Now when I try to replicate the same process for the inverse map estimation using the tutorial example on Gumbel distribution, I get an error:
import TransportMaps.Distributions as DIST
class GumbelDistribution(DIST.Distribution):
def __init__(self, mu, beta):
super(GumbelDistribution,self).__init__(1)
self.mu = mu
self.beta = beta
self.dist = stats.gumbel_r(loc=mu, scale=beta)
def pdf(self, x, params=None):
return self.dist.pdf(x).flatten()
def quadrature(self, qtype, qparams, *args, **kwargs):
if qtype == 0: # Monte-Carlo
x = self.dist.rvs(qparams)[:,np.newaxis]
w = np.ones(qparams)/float(qparams)
else: raise ValueError("Quadrature not defined")
return (x, w)
mu = 3.
beta = 4.
pi = GumbelDistribution(mu,beta)
x, w = pi.quadrature(0, 5000)
# linear adjustment
xmax = np.max(x)
xmin = np.min(x)
a = np.array([ 4*(xmin+xmax)/(xmin-xmax) ])
b = np.array([ 8./(xmax-xmin) ])
L = MAPS.FrozenLinearDiagonalTransportMap(a,b)
S = TM.Default_IsotropicIntegratedSquaredTriangularTransportMap(
1, 3, 'total')
rho = DIST.StandardNormalDistribution(1)
push_L_pi = DIST.PushForwardTransportMapDistribution(L, pi)

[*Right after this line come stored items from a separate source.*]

PR #38, opened 2016-04-09
Hashtag autocomplete

levity:
overhaul the way tags (hashtags & mentions) are added in rich text editing


levity:
@robbiecarlton this is what i've been working on. At this point it's more or less ready to merge into new-look, as the @-mention behavior is the same as before, except that Enter doesn't work to select an autocomplete option so you have to use Tab instead, and a few other little things i'm tracking at https://app.asana.com/0/8055896560428/109452871221320. Just wanted to get your eyes on it for a bit for sanity checking. Feel free to ask questions.

PR #39, opened 2016-04-15
Tagging

robbiecarlton:


src/util/linkify.js
```diff
@@ -3,43 +3,50 @@ import linkifyString from 'linkifyjs/string'
...
+  ? `/c/${slug}/tag/${tagName}`
+  : `/tag/${tagName}`
+}
+
 // this handles old-style hashtags, which aren't wrapped in tags
 var linkifyjsOptions = {
   formatHref: function (value, type) {
     if (type === 'hashtag') {
-      return '/search?q=%23' + value.substring(1)
+      return '/tag/' + value.substring(1)
```
robbiecarlton: I got stuck here on how to get the community slug into linkifyjs to create the full tag.
I'm at the point where it seems like I may have to roll my own function that turns the hashtags into links, but wanted to run it past you first.

levity: you have to define the options inside `linkify` now instead of having them be constant.

robbiecarlton: ah! thanks

robbiecarlton:
@levity - good to merge?

src/util/text.js
```diff
@@ -24,20 +24,24 @@ export function sanitize (text) {
...
   // make links and hashtags
-  text = linkify(text)
+  text = linkify(text, opts.slug)
 
   if (opts && opts.maxlength) text = truncate(text, opts.maxlength)
 
   return text
 }
 
+export function formatPostTitle (text, slug) {
```
levity: this is basically `present` without wrapping in a `<p>` tag -- can you do that instead, i.e. add a `skipWrap` option to `present`, or add a `wrap` option? it feels wrong to have a utility file know about posts

levity: hmm... it feels wrong to have a util file mention posts

src/components/Post.js
```diff
@@ -189,11 +194,18 @@ export class CommentSection extends React.Component {
...
+    dispatch: func,
+    community: object,
+    currentUser: object
+  }
 
   render () {
     let { comments, truncate, expand } = this.props
-    const { dispatch, post, currentUser } = this.context
+    const { dispatch, post, currentUser, community } = this.context
+    let communitySlug = community ? community.slug : ''
```
levity: can you use lodash.get here and drop the case where you set the slug to an empty string? the util functions already deal with null values of slug, so it's a weird signal to the reader to set an empty string instead of null

src/components/Post.js
```diff
@@ -106,8 +110,9 @@ export const Header = ({ communities }, { post, community }) => {
 }
 Header.contextTypes = {post: object, community: object}
 
-const Details = ({ expanded, onExpand, tagLabel }, { post }) => {
-  let description = present(sanitize(post.description))
+const Details = ({ expanded, onExpand, tagLabel }, { post, community }) => {
+  let slug = community ? community.slug : ''
```
levity: same thing here

src/components/Post.js
```diff
@@ -53,16 +55,16 @@ class Post extends React.Component {
   }
 
   render () {
-    const { post, communities, comments, expanded, onExpand } = this.props
+    const { post, communities, comments, expanded, onExpand, community } = this.props
     const { tag, media } = post
     const image = find(media, m => m.type === 'image')
     const classes = cx('post', tag, {image, expanded})
-    const title = decode(post.name || '')
+    const title = formatPostTitle(decode(post.name || ''), (community || {}).slug)
```
levity: i recall that we intentionally decided not to make urls in titles into clickable links, in order to discourage the practice -- this changes that. @edwardwest can you confirm?

src/util/text.js
robbiecarlton: want me to move it into Post.js?

levity: yeah i guess

robbiecarlton:
@levity - good to merge this one now?

levity:
:+1:

PR #44, opened 2016-04-22
add test for quotes

robbiecarlton:


robbiecarlton:
@levity is this what you meant?
Or more tests than this?

levity:
that works

PR #45, opened 2016-04-22
All topics

robbiecarlton:


robbiecarlton:
@levity merged this, check it out when you have time

src/routes.js
```diff
@@ -152,5 +152,9 @@ export const communityOnboardingUrl = community =>
 export const commentUrl = comment =>
   `/p/${comment.post_id}#comment-${comment.id}`
 
-export const tagUrl = (name, slug) =>
-  slug ? `/c/${slug}/tag/${name}` : `/tag/${name}`
+export const tagUrl = (name, slug) => {
```
levity, line 155: i'm bikeshedding a bit here, but how about:

```
(slug ? `/c/${slug}` : '') + (name !== 'all-topics' ? `/tag/${name}` : '')
```

robbiecarlton, line 155: I thought about that, but it's getting a little unreadable for me. I can change it, your call...

PR #50, opened 2016-05-16
Final icons

robbiecarlton:


robbiecarlton:
@levity - I merged this, take a look when you get the chance.
There were some icons missing from the font, I'll add them when I get the new font.

PR #56, opened 2016-05-27
New ios bridge

robbiecarlton:


robbiecarlton:
@levity - take a look, and let me know if it's good to merge, but don't merge yet. I'll merge it when the new version of the app is ready in the app store

src/client/util.js
```diff
@@ -16,19 +17,21 @@ export function isAndroidApp () {
...
+    var randomName = () => {
+      return randomstring.generate({length: 10, charset: 'alphabetic'})
+    }
+
+    if (callback) {
+      const callbackIdentifier = randomName()
+      if (!window.iOSCallbacks) {
+        window.iOSCallbacks = {}
+      }
+      window.iOSCallbacks[callbackIdentifier] = callback
```
robbiecarlton: adding this to the global namespace is a little funky, but it was the only way I could figure out to make the callback accessible in wkwebview (and it seems to be the way wkwebview handles JS in general, see below `window.webkit...`)

src/client/util.js
```diff
@@ -16,19 +17,21 @@ export function isAndroidApp () {
...
-  if (window.WebViewJavascriptBridge) {
-    callback(window.WebViewJavascriptBridge)
-  } else {
-    document.addEventListener('WebViewJavascriptBridgeReady', function () {
-      callback(window.WebViewJavascriptBridge)
-    }, false)
+export function calliOSBridge (message, callback) {
+  if (isiOSApp()) {
+    var randomName = () => {
+      return randomstring.generate({length: 10, charset: 'alphabetic'})
```
levity: just use `crypto.randomBytes(2).toString('hex')` for this (increment 2 for a longer string)

src/client/util.js
```diff
@@ -16,19 +17,21 @@ export function isAndroidApp () {
...
- */
-export function connectWebViewBridge (callback) {
-  if (window.WebViewJavascriptBridge) {
-    callback(window.WebViewJavascriptBridge)
-  } else {
-    document.addEventListener('WebViewJavascriptBridgeReady', function () {
-      callback(window.WebViewJavascriptBridge)
-    }, false)
+export function calliOSBridge (message, callback) {
+  if (isiOSApp()) {
```
levity: can you just short-circuit the method here with `if (!isIOSApp()) return` to reduce indentation?

src/client/util.js
```diff
@@ -16,19 +17,21 @@ export function isAndroidApp () {
...
- * }
- */
-export function connectWebViewBridge (callback) {
-  if (window.WebViewJavascriptBridge) {
-    callback(window.WebViewJavascriptBridge)
-  } else {
-    document.addEventListener('WebViewJavascriptBridgeReady', function () {
-      callback(window.WebViewJavascriptBridge)
-    }, false)
+export function calliOSBridge (message, callback) {
```
levity, line 20: can you just call this `callMobileBridge` instead? then we can aspire to a single interface from the web app that gets handled differently behind the scenes for different platforms

which makes me wonder... dare i ask, how does this impact the Android situation, if at all?

src/client/util.js
levity: then you can remove the `randomstring` dependency

src/client/util.js
robbiecarlton, line 20: I vote to keep it as it is.
I think we'll always want to have two different functions, one for Android and one for iOS, partly because Android has way richer js bridge functionality which makes the code in the android app simpler, but would be hard/defeat the point to reduce it to the same interface as the iOS bridge, and partly because there are times when we may want to call one and not the other. 

these changes won't impact the android situation. The Android bridge is the same and being called in the same way for Filepicker. 
There are likely some little bugs in the android app that need ironing out with the new release.

levity, line 20: OK, I'll defer to you here.

PR #57, opened 2016-06-01
left nav updates tag list when post is saved

robbiecarlton:


robbiecarlton:
@levity - merged this, check it out when you get the chance

PR #58, opened 2016-06-01
fix post editor update issue on mobile

robbiecarlton:


robbiecarlton:
@levity - merged this, take a look when you get a moment. I ended up using tagSelector when available, as it was less jarring than switching focus to title.

PR #60, opened 2016-06-02
Topic notifications

robbiecarlton:


src/containers/App.js
```diff
@@ -65,11 +65,40 @@ export default class App extends React.Component {
     return pick(this.props, 'dispatch', 'currentUser', 'isMobile')
   }
 
+  setLeftNavRefreshInterval (community) {
```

push_SL_pi = DIST.PushForwardTransportMapDistribution(
S, push_L_pi)
# Start pool of processes
nprocs = 2
mpi_pool = TM.get_mpi_pool()
mpi_pool.start(nprocs)
# Solve and sample
try:
qtype = 0 # Monte-Carlo quadratures from pi
qparams = 500 # Number of MC points
reg = None # No regularization
tol = 1e-3 # Optimization tolerance
ders = 2 # Use gradient and Hessian
log = push_SL_pi.minimize_kl_divergence(
rho, qtype=qtype, qparams=qparams, regularization=reg,
tol=tol, ders=ders,mpi_pool=mpi_pool)
finally:
mpi_pool.stop()
SL = MAPS.CompositeMap(S,L)
pull_SL_rho = DIST.PullBackTransportMapDistribution(SL, rho)
log
---------------------------------------------------------------------------
TypeError Traceback (most recent call last)

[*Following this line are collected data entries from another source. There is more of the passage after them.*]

PR #704, opened 2020-07-16
Reproducible tuning without change to global seed

halflearned:
In order to ensure reproducible results when tuning is enabled, the user currently needs to do the following.
```r
# Now
set.seed(1) # messing with global seed
tuned.forest <- regression_forest(X, Y, tune.parameters = "all", seed = 1) # seeding twice
# also global seed is changed again due to calls to runif inside tune_forest
```

This PR is addresses this issue by ensuring that the seed is respected.
```r
# The future
tuned.forest <- regression_forest(X, Y, tune.parameters = "all", seed = 1) # single seed, global seed unchanged
```

**Notes**

+ The `with_seed` function is a simplified version of R.utils [`withSeed`](https://github.com/HenrikBengtsson/R.utils/blob/18f2db262ef5ce6457546782f1f7a1890ca80ab2/R/withSeed.R#L41).
+ Besides the two runif calls, we also fixed the seed during [this](https://github.com/grf-labs/grf/blob/029a692e9a27ab7f8031871e931db3f0380a3ecc/r-package/grf/R/tuning.R#L40) call to `DiceKriging::km`. I wasn't able to ascertain exactly where DiceKriging needs randomness -- perhaps [here](https://github.com/cran/DiceKriging/blob/cf5f3c02b171cf3253ff29c23834d6ecaa78136d/R/kmNuggets.init.R#L22). 
+ Since all tuning functions call `tune_forest`, I added a single test for [here](https://github.com/grf-labs/grf/blob/029a692e9a27ab7f8031871e931db3f0380a3ecc/r-package/grf/tests/testthat/test_regression_forest_tuning.R#L21) for the regression forest case.

Thank you to @zhuzhudiana04 for noticing this issue.

### DIFF
--- a/r-package/grf/R/tune_regression_forest.R
+++ b/r-package/grf/R/tune_regression_forest.R
@@ -155,7 +155,8 @@ tune_regression_forest <- function(X, Y,
                                num.fit.trees = tune.num.trees,
                                num.fit.reps = tune.num.reps,
                                num.optimize.reps = tune.num.draws,
-                               train = train)
+                               train = train,
+                               seed = seed)
 
   tuning.output
 }
--- a/r-package/grf/R/tune_regression_forest.R
+++ b/r-package/grf/R/tune_regression_forest.R
@@ -155,8 +155,7 @@ tune_regression_forest <- function(X, Y,
                                num.fit.trees = tune.num.trees,
                                num.fit.reps = tune.num.reps,
                                num.optimize.reps = tune.num.draws,
-                               train = train,
-                               seed = seed)
+                               train = train)
 
   tuning.output
 }
--- a/r-package/grf/R/tuning.R
+++ b/r-package/grf/R/tuning.R
@@ -28,7 +28,8 @@ tune_forest <- function(data,
                         num.fit.trees,
                         num.fit.reps,
                         num.optimize.reps,
-                        train) {
+                        train,
+                        seed) {
   fit.parameters <- args[!names(args) %in% tune.parameters]
   fit.parameters[["num.trees"]] <- num.fit.trees
   fit.parameters[["ci.group.size"]] <- 1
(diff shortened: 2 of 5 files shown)


r-package/grf/R/tune_regression_forest.R
```diff
@@ -155,7 +155,8 @@ tune_regression_forest <- function(X, Y,
                                num.fit.trees = tune.num.trees,
                                num.fit.reps = tune.num.reps,
                                num.optimize.reps = tune.num.draws,
-                               train = train)
+                               train = train,
+                               seed = seed)
```
erikcs, line 159: Instead of adding this argument you can access it from the `args` list (args$seed), same for the rest!

r-package/grf/R/tuning.R
```diff
@@ -156,3 +161,21 @@ get_tuning_output <- function(status, params, error = NA, grid = NA) {
...
+
+with_seed <- function(expr, seed) {
+  # Record entry seed
+  env <- globalenv()
+  oseed <- env$.Random.seed
+
+  # Restore entry seed on exit
+  on.exit({
+    if (is.null(oseed)) {
+      rm(list=".Random.seed", envir=env, inherits=FALSE)
```
erikcs, line 173: Can make this function consistent with space between all `=` ?

r-package/grf/R/tuning.R
```diff
@@ -66,11 +68,13 @@ tune_forest <- function(data,
   variance.guess <- rep(var(small.forest.errors) / 2, nrow(fit.draws))
   kriging.model <- tryCatch({
     capture.output(
-      model <- DiceKriging::km(
-        design = data.frame(fit.draws),
-        response = small.forest.errors,
-        noise.var = variance.guess
-      )
+      with_seed(
+        model <- DiceKriging::km(
```
erikcs, line 72: From the link you provided it seems randomness in DiceKringing arises when `parinit` is not provided, would an alternative be to find the equivalent value to provide for that instead? (though I guess either way is fine)

(https://www.rdocumentation.org/packages/DiceKriging/versions/1.5.5/topics/km)

r-package/grf/R/tune_regression_forest.R
halflearned: I should have checked that!

r-package/grf/R/tuning.R
halflearned: Left as is -- let me know if you change your mind about either way being fine.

<ipython-input-15-d1561f88f5fc> in <module>
54 log = push_SL_pi.minimize_kl_divergence(
55 rho, qtype=qtype, qparams=qparams, regularization=reg,
---> 56 tol=tol, ders=ders,mpi_pool=mpi_pool)
57
58 finally:
~/anaconda3/lib/python3.7/site-packages/TransportMaps/Distributions/TransportMapDistributions.py in minimize_kl_divergence(self, tar, qtype, qparams, parbase, partar, x0, regularization, tol, maxit, ders, fungrad, hessact, batch_size, mpi_pool, grad_check, hess_check)
525 tol=tol, maxit=maxit, ders=ders, fungrad=fungrad, hessact=hessact,
526 batch_size=batch_size,
--> 527 mpi_pool=mpi_pool, grad_check=grad_check, hess_check=hess_check)
528 return log
529
~/anaconda3/lib/python3.7/site-packages/TransportMaps/Maps/TriangularTransportMapBase.py in minimize_kl_divergence(self, d1, d2, qtype, qparams, x, w, params_d1, params_d2, x0, regularization, tol, maxit, ders, fungrad, hessact, precomp_type, batch_size, mpi_pool, grad_check, hess_check)
1018 print('mpi_pool_list is '+str(mpi_pool_list)) # added by Hassan
1019 for i, (a, avars, batch_size, mpi_pool) in enumerate(zip(
-> 1020 self.approx_list, self.active_vars, batch_size_list, mpi_pool_list)):
1021 f = ProductDistributionParametricPullbackComponentFunction(
1022 a, d2.base_distribution.get_component([i]) )
TypeError: zip argument #4 must support iteration
I print out the argument #4 and get
mpi_pool_list is <mpi_map.misc.MPI_Pool_v2 object at 0x7fa08444b8d0>.
I have tried this for my own data in 2D and 3D, and get the same error.
I have studied the turorial on MPI, but still it is still beyond me to see where this comes from.
Will appreciate if you have suggestions or thoughts.